"Stuck in Thorns". The Effects of Power on Liberian Refugees in Guinea
Hovedinnhold
By Henry Ahorttor Collins
Supervisor: Professor Leif Manger
This thesis is about refugees who fled from Liberia to Guinea to join the “miserable sea of humanity” (Malkki 1996) from January 1990 when the Charles Taylor led a rebel war that began in December 1989.
Essentially, this thesis focuses on analyzing how first the bureaucratic power exercised by UNHCR and CNISR, as well as second, everyday power by Guinean majority affect Liberian refugees in Guinea, and how the refugees themself have found ways to address the challenges they meet. A key strategy among the Liberian is to invest in social networks, a form of social power acquired by the refuges that serves as a coping strategy. Finally, the thesis looks at women and children, as especially the vulnerable groups.
Overly, I argue that the various form of power that I discuss have psychological, economic and security ramifications on the lives of Liberian refugees in Guinea. It is argued that the exercise of bureaucratic power by UNHCR and CNISR had adverse effects on the elderly, the terminally ill, the disabled, malnourished children and other vulnerable refugees in Guinea. With women and minors mostly affected by the everyday power which the local Guineans exercise over the Liberian refugees, I argue that the involvement of UNHCR and CNISR staff themselves in the improprieties have hugely contributed to the demise which women and children face in Guinea.

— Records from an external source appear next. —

PR #5930, opened 2018-10-05
wrappers: do not depend on network.taget in socket units, tweak generated units

bboozzoo:
Depending on network.target (which is currently used as PrerequisiteTarget) may
lead to dependncy cycles, see https://forum.snapcraft.io/t/7666 for details.
Socket units should depend on mount unit only.

While at it, tweak the generated unit files to not leave empty lines and extend
tests to verify contents of generated socket unit files.

### DIFF
--- a/wrappers/services.go
+++ b/wrappers/services.go
@@ -492,18 +492,19 @@ WantedBy={{.ServicesTarget}}
 
 func genServiceSocketFile(appInfo *snap.AppInfo, socketName string) []byte {
 	socketTemplate := `[Unit]
-# Auto-generated, DO NO EDIT
+# Auto-generated, DO NOT EDIT
 Description=Socket {{.SocketName}} for snap application {{.App.Snap.InstanceName}}.{{.App.Name}}
 Requires={{.MountUnit}}
-Wants={{.PrerequisiteTarget}}
-After={{.MountUnit}} {{.PrerequisiteTarget}}
+After={{.MountUnit}}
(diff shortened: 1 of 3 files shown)


wrappers/services.go
```diff
@@ -492,18 +492,19 @@ WantedBy={{.ServicesTarget}}
 
 func genServiceSocketFile(appInfo *snap.AppInfo, socketName string) []byte {
 	socketTemplate := `[Unit]
-# Auto-generated, DO NO EDIT
+# Auto-generated, DO NOT EDIT
 Description=Socket {{.SocketName}} for snap application {{.App.Snap.InstanceName}}.{{.App.Name}}
 Requires={{.MountUnit}}
-Wants={{.PrerequisiteTarget}}
-After={{.MountUnit}} {{.PrerequisiteTarget}}
```
mvo5: With that removed, we can stop passing `		PrerequisiteTarget string` into the template in genServiceSocketFile, right?

wrappers/services.go
```diff
@@ -492,18 +492,19 @@ WantedBy={{.ServicesTarget}}
 
 func genServiceSocketFile(appInfo *snap.AppInfo, socketName string) []byte {
 	socketTemplate := `[Unit]
-# Auto-generated, DO NO EDIT
+# Auto-generated, DO NOT EDIT
```
chipaca: `Y U EDIT`

PR #5933, opened 2018-10-05
osutil, interfaces/apparmor: add and use of osutil.UnlinkMany

chipaca:
This adds `osutil.UnlinkMany`, which is mostly just a convenience
function to remove multiple files form a single directory. It also
uses it from interfaces/apparmor.

### DIFF
--- a/interfaces/apparmor/apparmor.go
+++ b/interfaces/apparmor/apparmor.go
@@ -30,7 +30,6 @@ import (
 	"io"
 	"os"
 	"os/exec"
-	"path/filepath"
 	"strings"
 
 	"github.com/snapcore/snapd/osutil"
@@ -88,12 +87,8 @@ func unloadProfiles(names []string, cacheDir string) error {
 	if err != nil {
 		return fmt.Errorf("cannot unload apparmor profile: %s\napparmor_parser output:\n%s", err, string(output))
 	}
-	for _, name := range names {
-		err = os.Remove(filepath.Join(cacheDir, name))
-		// It is not an error if the cache file wasn't there to remove.
-		if err != nil && !os.IsNotExist(err) {
-			return fmt.Errorf("cannot remove apparmor profile cache: %s", err)
-		}
+	if err := osutil.UnlinkMany(cacheDir, names); err != nil && !os.IsNotExist(err) {
+		return fmt.Errorf("cannot remove apparmor profile cache: %s", err)
 	}
 	return nil
 }
--- a/osutil/unlink.go
+++ b/osutil/unlink.go
@@ -1,0 +1,59 @@
+// -*- Mode: Go; indent-tabs-mode: t -*-
+
+/*
+ * Copyright (C) 2018 Canonical Ltd
+ *
+ * This program is free software: you can redistribute it and/or modify
+ * it under the terms of the GNU General Public License version 3 as
+ * published by the Free Software Foundation.
+ *
+ * This program is distributed in the hope that it will be useful,
+ * but WITHOUT ANY WARRANTY; without even the implied warranty of
+ * MERCHANTABILITY or FITNESS FOR A PARTICULAR PURPOSE.  See the
+ * GNU General Public License for more details.
+ *
+ * You should have received a copy of the GNU General Public License
+ * along with this program.  If not, see <http://www.gnu.org/licenses/>.
+ *
+ */
+
+package osutil
+
+import (
+	"os"
+	"syscall"
+)
+
+// UnlinkMany removes multiple files from a single directory.
+//
+// If dirname is not a directory, this will fail.
+//
+// This will abort at the first removal error (but ENOENT is ignored).
+//
+// Filenames must refer to files. They don't necessarily have to be
+// relative paths to the given dirname, but if they aren't why are you
+// using this function?
+//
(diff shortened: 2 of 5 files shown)


osutil/unlink.go
```diff
@@ -0,0 +1,59 @@
...
+//
+// This will abort at the first removal error (but ENOENT is ignored).
+//
+// Filenames must refer to files. They don't necessarily have to be
+// relative paths to the given dirname, but if they aren't why are you
+// using this function?
+//
+// Errors are *os.PathError, for convenience
+func UnlinkMany(dirname string, filenames []string) error {
+	dirfd, err := syscall.Open(dirname, syscall.O_RDONLY|syscall.O_CLOEXEC|syscall.O_DIRECTORY|0x200000, 0)
```
zyga: Can we dispense with 0x20000 as a numerical constant please? This is double-plus confusing since O_PATH is defined with an octal value so simple grep won't find it.

osutil/unlink.go
```diff
@@ -0,0 +1,59 @@
...
+//
+// If dirname is not a directory, this will fail.
+//
+// This will abort at the first removal error (but ENOENT is ignored).
+//
+// Filenames must refer to files. They don't necessarily have to be
+// relative paths to the given dirname, but if they aren't why are you
+// using this function?
+//
+// Errors are *os.PathError, for convenience
```
zyga: I would explicitly state that the first encountered error stops the iteration and is returned.

osutil/unlink.go
chipaca: Whoops, I forgot to remove that. I added it while wondering whether I should call fsync on dirfd, and whether fsync would work with O_PATH.

osutil/unlink.go
chipaca: Doesn't `This will abort at the first removal error` explicitly state exactly that?

interfaces/apparmor/apparmor.go
```diff
@@ -88,12 +87,8 @@ func unloadProfiles(names []string, cacheDir string) error {
 	if err != nil {
 		return fmt.Errorf("cannot unload apparmor profile: %s\napparmor_parser output:\n%s", err, string(output))
 	}
-	for _, name := range names {
-		err = os.Remove(filepath.Join(cacheDir, name))
-		// It is not an error if the cache file wasn't there to remove.
-		if err != nil && !os.IsNotExist(err) {
-			return fmt.Errorf("cannot remove apparmor profile cache: %s", err)
-		}
+	if err := osutil.UnlinkMany(cacheDir, names); err != nil && !os.IsNotExist(err) {
```
mvo5: Do we need the check for os.IsNotExist() here? The docstring for osutil.UnlinMany says that ENOENT is ignored?

osutil/unlink.go
```diff
@@ -0,0 +1,61 @@
...
+	"github.com/snapcore/snapd/osutil/sys"
+)
+
+// UnlinkMany removes multiple files from a single directory.
+//
+// If dirname is not a directory, this will fail.
+//
+// This will abort at the first removal error (but ENOENT is ignored).
+//
+// Filenames must refer to files. They don't necessarily have to be
```
mvo5: Hm, so I could do: osutil.UnlinkMany("/etc/", ["/var/lib/foo"]) ? If so thats a slightly odd interface, I mean: it seems to me that either it should enforce that all removes are in this basedir (so no path in the filenames) or we don't need a basedir. Or am I missing something?

interfaces/apparmor/apparmor.go
chipaca: The cacheDir itself might not exist (and there's a test for that situation)

osutil/unlink.go
chipaca: yeah, it's weird, but that's `unlinkat` interface. As any checks we did would be racy, and the function is a convenience thing more than anything else, I didn't think it was worth it

mvo5: I don't strongly mind either way, but something like: `for _, name := range filesnames { if filepath.Base() != name { return fmt.Errorf("can only use base names") }` shouldn't be racy. Or am I misunderstanding the race?

osutil/unlink_test.go
```diff
@@ -0,0 +1,100 @@
...
+}
+
+func (s *unlinkSuite) SetUpTest(c *check.C) {
+	s.d = c.MkDir()
+	s.mkFixture(c)
+}
+
+func (s *unlinkSuite) mkFixture(c *check.C) {
+	for _, fname := range []string{"foo", "bar", "baz", "quux"} {
+		f, err := os.Create(filepath.Join(s.d, fname))
```
mvo5: (nitpick^99) ioutil.WriteFile() would save the f.Close() line ;)

osutil/unlink.go
chipaca: Yes, I could do that. In fact I was going to use strings.IndexByte to much the same effect. But then I thought: what does this gain us? I didn't have an answer, so I didn't do it. I still don't have an answer :-) but if there is something to be gained, I'd be glad to add the check.

chipaca: (i missed your comment before merging, fwiw, but i'll gladly push a PR that fixes this if wanted)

The humanitarian aid, with which the refugees have lived on from 1990, stopped in 2007. From that time these refugees had to engage in various livelihood activities. With the UNHCR and CNISR paying less attention to the Liberian refugees from 2007, the refugees transformed the former UNHCR mechanisms into building social networks and solidarity to enhance social power and to express an identity of shared suffering. While humanitarian aid stopped in 2007, the refugee status of Liberians ended on June 30, 2012. However, UNHCR and CNISR continue to exercise their bureaucratic power in the fields of local integration and voluntary repatriation processes, especially in disseminating information about the durable solution benefits and in registering refugees for each of the solutions as well as their implementation. The thesis is based on fieldwork and participant observation was the major tool of research.